PR #2900, opened 2021-03-15
Mark buffer modification methods that can fail with nodiscard

behdad:
Related to https://github.com/harfbuzz/harfbuzz/issues/2312

Motivated by fuzzer-found issues with failing-malloc, I added nodiscard to buffer manipulation methods that can fail, and audited all callsites.


behdad:
cc @drott @jfkthame

PR #3148, opened 2021-08-15
Build win64 binaries

khaledhosny:


behdad:
Thanks! I never had luck with this.

Issue #1843, opened 2019-07-19
[buffer] hb_buffer_append doesn't deal with pre/post-context


behdad:
It should.

behdad:
I want to fix this.

behdad:
Or, any volunteers? @khaledhosny ?

behdad:
To do that we should change `hb_utf32_xe_t` to also take an optimize `stride` parameter. Then we can cast such a template to read the `hb_glyph_info_t::codepoint`. Then move the two blocks for adding pre/post-context from `hb_buffer_add_utf` into their own template and use those in `hb_buffer_append` as well.

PR #3150, opened 2021-08-16
[test] Add tests for item context

khaledhosny:
Test pre-context and post-context in Arabic shaper, as well as interaction of pre-context with BOT flag


src/hb-buffer.cc
```diff
@@ -1755,6 +1755,22 @@ hb_buffer_append (hb_buffer_t *buffer,
...
+      for (unsigned i = 0; i < source->context_len[0]; i++)
+	buffer->context[0][i] = source->context[0][i];
+    }
+    if (end == source->len && source->context_len[1] && !buffer->context_len[1])
+    {
+      buffer->context_len[1] = source->context_len[1];
+      for (unsigned i = 0; i < source->context_len[1]; i++)
+	buffer->context[1][i] = source->context[1][i];
+    }
+  }
```
khaledhosny, line 1773: This looked like the easiest way to make `verify_buffer_safe_to_break ()` copy the context when appending various buffer, but I’m not comfortable with the fact that it changes the behavior of public API.

behdad: I'm fine with behavior change, as I filed https://github.com/harfbuzz/harfbuzz/issues/1843

Let me review correctness though.

behdad: The logic seems like can use some fine-tuning to me.  See similar logic in add_utf. Ideally we should reuse that as I described in #1843. I'll see if I can help with that.

I'll comment above about what doesn't look right to me.

src/hb-buffer.cc
```diff
@@ -1755,6 +1755,22 @@ hb_buffer_append (hb_buffer_t *buffer,
   memcpy (buffer->info + orig_len, source->info + start, (end - start) * sizeof (buffer->info[0]));
   if (buffer->have_positions)
     memcpy (buffer->pos + orig_len, source->pos + start, (end - start) * sizeof (buffer->pos[0]));
+
+  if (source->content_type == HB_BUFFER_CONTENT_TYPE_UNICODE)
+  {
+    if (start == 0 && orig_len == 0 && source->context_len[0] && !buffer->context_len[0])
```
behdad, line 1761: If `start > 0 && orig_len == 0` then part of `source` before `start` should also be added as `pre_context`, followed by `source`'s `pre_context`.

src/hb-buffer.cc
```diff
@@ -1755,6 +1755,22 @@ hb_buffer_append (hb_buffer_t *buffer,
...
+    {
+      buffer->context_len[0] = source->context_len[0];
+      for (unsigned i = 0; i < source->context_len[0]; i++)
+	buffer->context[0][i] = source->context[0][i];
+    }
+    if (end == source->len && source->context_len[1] && !buffer->context_len[1])
```
behdad, line 1767: If `end < source->len` then `source`'s after `len` should also be added (unconditionally) as post-context, followed by `source`'s post-context.

src/hb-buffer.cc
behdad: That seems too much work. Let's duplicate logic.

src/hb-buffer.cc
khaledhosny: Shouldn’t it be `source`’s pre-context followed by the part of `source` before `start`?

src/hb-buffer.cc
khaledhosny: Should this replace the existing condition or be in addition to it?

src/hb-buffer.cc
behdad: Depends on which direction you look at. Pre-context moves backward, so I said it in the order it would be coded.

src/hb-buffer.cc
behdad: Right. Replace it. The `end == source->len` check is arbitrary. In reality, the two pieces should be walked.

khaledhosny: I did that, but if t`end == source->len`, no context will be added and my tests will fail, so i changed it to `end <= source->len`.

behdad: What I mean is that you'd have two loops, one walking from `end` to `source->len` and adding it, followed by another walking `source->context[1]` and adding it.

khaledhosny: This is what I have now:
```C++
    if (end <= source->len)
    {
      while (end < source->len && buffer->context_len[1] < buffer->CONTEXT_LENGTH)
        buffer->context[1][buffer->context_len[1]++] = (source->info + end++)->codepoint;
      for (unsigned i = 0; i < source->context_len[1] && buffer->context_len[1] < buffer->CONTEXT_LENGTH; i++)
        buffer->context[1][buffer->context_len[1]++] = source->context[1][i];
    }
```

behdad: And it doesn't work?

The `end <= source->len` is not needed as we have ensured that already.

`(source->info + end++)->codepoint` is same as `source->info[end++].codepoint`.

behdad: Here, why don't you dip your toes into our iterator design? Makes it much nicer.

```
  auto writer = hb_array (context[1]);
  hb_copy (hb_array (&source->info[end].codepoint, source->len - end, sizeof (source->info[0])), writer);
  hb_copy (hb_array (source->context[1], source->context_len[1]), writer);
```

however, currently doesn't work since `hb-array` doesn't accept stride. I like to fix that.

behdad: Even if that worked, we'd need to write to `context_len[1]` after.

khaledhosny: I _think_ I finally got what you are saying, and I updated the code according to that understanding.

■ **WHAT TO WORK ON**
Retype the whole listing exactly.

■ **RESPONSE TO THIS EXERCISE**
PR #2900, opened 2021-03-15
Mark buffer modification methods that can fail with nodiscard

behdad:
Related to https://github.com/harfbuzz/harfbuzz/issues/2312

Motivated by fuzzer-found issues with failing-malloc, I added nodiscard to buffer manipulation methods that can fail, and audited all callsites.


behdad:
cc @drott @jfkthame

PR #3148, opened 2021-08-15
Build win64 binaries

khaledhosny:


behdad:
Thanks! I never had luck with this.

Issue #1843, opened 2019-07-19
[buffer] hb_buffer_append doesn't deal with pre/post-context


behdad:
It should.

behdad:
I want to fix this.

behdad:
Or, any volunteers? @khaledhosny ?

behdad:
To do that we should change `hb_utf32_xe_t` to also take an optimize `stride` parameter. Then we can cast such a template to read the `hb_glyph_info_t::codepoint`. Then move the two blocks for adding pre/post-context from `hb_buffer_add_utf` into their own template and use those in `hb_buffer_append` as well.

PR #3150, opened 2021-08-16
[test] Add tests for item context

khaledhosny:
Test pre-context and post-context in Arabic shaper, as well as interaction of pre-context with BOT flag


src/hb-buffer.cc
```diff
@@ -1755,6 +1755,22 @@ hb_buffer_append (hb_buffer_t *buffer,
...
+      for (unsigned i = 0; i < source->context_len[0]; i++)
+	buffer->context[0][i] = source->context[0][i];
+    }
+    if (end == source->len && source->context_len[1] && !buffer->context_len[1])
+    {
+      buffer->context_len[1] = source->context_len[1];
+      for (unsigned i = 0; i < source->context_len[1]; i++)
+	buffer->context[1][i] = source->context[1][i];
+    }
+  }
```
khaledhosny, line 1773: This looked like the easiest way to make `verify_buffer_safe_to_break ()` copy the context when appending various buffer, but I’m not comfortable with the fact that it changes the behavior of public API.

behdad: I'm fine with behavior change, as I filed https://github.com/harfbuzz/harfbuzz/issues/1843

Let me review correctness though.

behdad: The logic seems like can use some fine-tuning to me.  See similar logic in add_utf. Ideally we should reuse that as I described in #1843. I'll see if I can help with that.

I'll comment above about what doesn't look right to me.

src/hb-buffer.cc
```diff
@@ -1755,6 +1755,22 @@ hb_buffer_append (hb_buffer_t *buffer,
   memcpy (buffer->info + orig_len, source->info + start, (end - start) * sizeof (buffer->info[0]));
   if (buffer->have_positions)
     memcpy (buffer->pos + orig_len, source->pos + start, (end - start) * sizeof (buffer->pos[0]));
+
+  if (source->content_type == HB_BUFFER_CONTENT_TYPE_UNICODE)
+  {
+    if (start == 0 && orig_len == 0 && source->context_len[0] && !buffer->context_len[0])
```
behdad, line 1761: If `start > 0 && orig_len == 0` then part of `source` before `start` should also be added as `pre_context`, followed by `source`'s `pre_context`.

src/hb-buffer.cc
```diff
@@ -1755,6 +1755,22 @@ hb_buffer_append (hb_buffer_t *buffer,
...
+    {
+      buffer->context_len[0] = source->context_len[0];
+      for (unsigned i = 0; i < source->context_len[0]; i++)
+	buffer->context[0][i] = source->context[0][i];
+    }
+    if (end == source->len && source->context_len[1] && !buffer->context_len[1])
```
behdad, line 1767: If `end < source->len` then `source`'s after `len` should also be added (unconditionally) as post-context, followed by `source`'s post-context.

src/hb-buffer.cc
behdad: That seems too much work. Let's duplicate logic.

src/hb-buffer.cc
khaledhosny: Shouldn’t it be `source`’s pre-context followed by the part of `source` before `start`?

src/hb-buffer.cc
khaledhosny: Should this replace the existing condition or be in addition to it?

src/hb-buffer.cc
behdad: Depends on which direction you look at. Pre-context moves backward, so I said it in the order it would be coded.

src/hb-buffer.cc
behdad: Right. Replace it. The `end == source->len` check is arbitrary. In reality, the two pieces should be walked.

khaledhosny: I did that, but if t`end == source->len`, no context will be added and my tests will fail, so i changed it to `end <= source->len`.

behdad: What I mean is that you'd have two loops, one walking from `end` to `source->len` and adding it, followed by another walking `source->context[1]` and adding it.

khaledhosny: This is what I have now:
```C++
    if (end <= source->len)
    {
      while (end < source->len && buffer->context_len[1] < buffer->CONTEXT_LENGTH)
        buffer->context[1][buffer->context_len[1]++] = (source->info + end++)->codepoint;
      for (unsigned i = 0; i < source->context_len[1] && buffer->context_len[1] < buffer->CONTEXT_LENGTH; i++)
        buffer->context[1][buffer->context_len[1]++] = source->context[1][i];
    }
```

behdad: And it doesn't work?

The `end <= source->len` is not needed as we have ensured that already.

`(source->info + end++)->codepoint` is same as `source->info[end++].codepoint`.

behdad: Here, why don't you dip your toes into our iterator design? Makes it much nicer.

```
  auto writer = hb_array (context[1]);
  hb_copy (hb_array (&source->info[end].codepoint, source->len - end, sizeof (source->info[0])), writer);
  hb_copy (hb_array (source->context[1], source->context_len[1]), writer);
```

however, currently doesn't work since `hb-array` doesn't accept stride. I like to fix that.

behdad: Even if that worked, we'd need to write to `context_len[1]` after.

khaledhosny: I _think_ I finally got what you are saying, and I updated the code according to that understanding.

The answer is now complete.